The HIV status of study participants was initially characterized based on the results of the two HIV rapid tests performed in-country (see Methods): HIV POS: two reactive HIV rapid tests. HIV DISC: one reactive and one non-reactive HIV rapid test. HIV NEG: two non-reactive HIV rapid tests. The testing algorithm used to confirm the HIV status of HIV NEG and HIV DISC samples (quality assurance testing) are shown in Figure 1. Quality assurance testing was only performed for HIV POS samples if results from the avidity assay suggested absent or extremely low levels of anti-HIV antibodies.
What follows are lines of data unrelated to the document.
PR #289, opened 2024-08-22
docs: add community section to README

brunopgalvao:
ditto

### DIFF
--- a/README.md
+++ b/README.md
@@ -2,7 +2,20 @@
 
 <img src="https://github.com/r0gue-io/pop-cli/blob/main/.icons/logo.jpeg"></img>
 
-An all-in-one tool for Polkadot development.
+<div align="center">
+  
+[![Twitter URL](https://img.shields.io/twitter/follow/Pop?style=social)](https://x.com/onpopio/)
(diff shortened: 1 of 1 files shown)


AlexD10S (commented):
Nice.
But I think is a better idea to add the Telegram and all the links as we have it in the pop network repository: https://github.com/r0gue-io/pop-node

brunopgalvao:
> Nice. But I think is a better idea to add the Telegram and all the links as we have it in the pop network repository: https://github.com/r0gue-io/pop-node

Yes we should add it there as well. Inspiration came from Scio Labs ink!athon repo:
- https://github.com/scio-labs/inkathon?tab=readme-ov-file#inkathon-boilerplate

AlexD10S:
> > Nice. But I think is a better idea to add the Telegram and all the links as we have it in the pop network repository: https://github.com/r0gue-io/pop-node
> 
> Yes we should add it there as well. Inspiration came from Scio Labs ink!athon repo:
> 
> * https://github.com/scio-labs/inkathon?tab=readme-ov-file#inkathon-boilerplate

The Telegram link is in the `pop-node` README. My proposal is to add it here as well, using the same format and including it with the badges there.

AlexD10S (approved):
Thanks! LGTM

This indicates the number of samples that had reactive results using the HIV Combo assay (signal/cutoff >1). According to the package insert, specimens that are initially reactive with HIV Combo should be retested in duplicate and only repeatedly reactive specimens are considered reactive. In this study, samples were analyzed only once using the HIV Combo assay.
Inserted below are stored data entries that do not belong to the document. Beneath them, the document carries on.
PR #296, opened 2024-08-28
feat: deploy tanssi container chains

al3mart:
This PR extends `al3mart/feat-tanssi-container-chains` so that container-chains can be run in a local environment without complexities added.

A Tanssi node will be launched with a chain spec that includes in its genesis the container-chain the user wants to run locally.

As per the comments below, the flow imitates the one provided by Tanssi [here](https://github.com/moondance-labs/tanssi/blob/master/test/scripts/build-spec.sh). And although including a custom commands for container chains might give us more flexibility, this should be good enough to verify user interest.

The limiting factor at the moment is for users to launch their container-chains locally in combination with for instance, system chains. Or other scenarios that have a combination of container-chains and non container-chains.


AlexD10S:
Following the Tanssi guides, before spawning the network, we need to build the specs for the `container chains` and the `tanssi-node`. Instead of running the build-spec script ([See the Tanssi script](https://github.com/moondance-labs/tanssi/blob/master/test/scripts/build-spec.sh)), I've added code to handle this by parsing the `network.toml` file to extract values like `chain_spec_path` and the collator names from it in the `pop up parachain` functionality.

_Considerations for my approach:_

1- About how to triggering Tanssi logic: My current approach is to have a hardcoded value in the `pop-cli` crate (frontend), and trigger the logic automatically if the Zombienet file contains a `tanssi-node`.  See: https://github.com/r0gue-io/pop-cli/pull/296/files#diff-676bc9da9a6a8b135164d15340c548a94dcad29b8cd784ebda6a9e3ef2313622R94

Another approach could be allowing users to explicitly specify it by using a flag, like `pop up parachain --container-chain`, to spawn the container-chain environment. Which approach do you think is better?

2- Handling collator injection: In the[ build-spec script](https://github.com/moondance-labs/tanssi/blob/master/test/scripts/build-spec.sh), Tanssi manually injects collator names into `pallet-invulnerables` and includes a comment in the Zombienet file to update the script if changes are made in the .toml file (See here: https://github.com/moondance-labs/tanssi/blob/master/test/configs/zombieTanssi.json#L51).  This is a bit tricky because if user changes the name of the collators it has to be manually changed.
My current approach parses all collators from the Zombienet config and only injects those whose names start with "Collator". Thoughts on this approach?

al3mart:
[sc-1097]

28 samples were excluded for reasons other than contamination, including: no CD4 cell count obtained (N = 5); insufficient quantity of plasma stored for testing (N = 2); failure of sample tracking (N = 17); protocol violation (N = 4).
These three samples were subsequently classified as MAA positive.
These three samples were subsequently classified as MAA negative.